### Required work
Among the entries, which lines carry the string "class"? Copy each of them.

### Source data
◆ ◆ ◆

PR #401, opened 2020-03-09
Gpio debounce

sgilbert182:
Created task to debounce usbscribed GPIOs. Based on code recommendation found here: http://www.ganssle.com/debouncing-pt2.htm

Rewrote EXTI subscribe tools found in GPIO.c, converted to a C++ Class base class, EXTI child class, and Debounce child class. Then moved to their own source and header files.

Base class uses a linked list so GPIO's can properly be added and removed. Current method doesn't seem to completely remove pin details on unsubscribe causing a limited number of times the subscribe GPIO feature can be used between resets.

GPIO debounce task can subscribe a number of GPIO's to be debounced over rolling configurable window (currently 10ms), each sample taken 1ms apart. Each pin can have it's own callback triggered the moment the pin stabilises in it's asserted state. The callback is called once and won't be called again until the pin is de-asserted first. Suitable for endstop or emergency stop button detection.


sgilbert182:
Updated build list to specifically include stm32f405xx.h location.

sgilbert182:
Removed #include stm32f405xx.h from #include list for subscribebase.cpp

PAJohnson:
@sgilbert182 This PR has fallen behind `devel`. Can you bring it up to date?

sgilbert182:
Hi,

I'll take a look at updating this but it may not be until the weekend

Cheers
Simon

PR #402, opened 2020-03-29
Update encoders.md with AS5047/AS5048 interfaces.

BenChung:
The current documentation claims that the AS5048 supports an ABI interface, but there is no documentation for the device that substantiates that or provides use information. This clarifies that, specifying that only the AS5047 can be used with as an ABI encoder.


samuelsadok:
Since SPI encoder support is now implemented (on the `devel` branch) I replaced the note on AS5047/AS5048 by a section on SPI encoders. See [here](https://github.com/madcowswe/ODrive/blob/devel/docs/encoders.md#spi-encoders). So I'm gonna go ahead and close this.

◆ ◆ ◆

### Output of the task
Rewrote EXTI subscribe tools found in GPIO.c, converted to a C++ Class base class, EXTI child class, and Debounce child class. Then moved to their own source and header files.
Base class uses a linked list so GPIO's can properly be added and removed. Current method doesn't seem to completely remove pin details on unsubscribe causing a limited number of times the subscribe GPIO feature can be used between resets.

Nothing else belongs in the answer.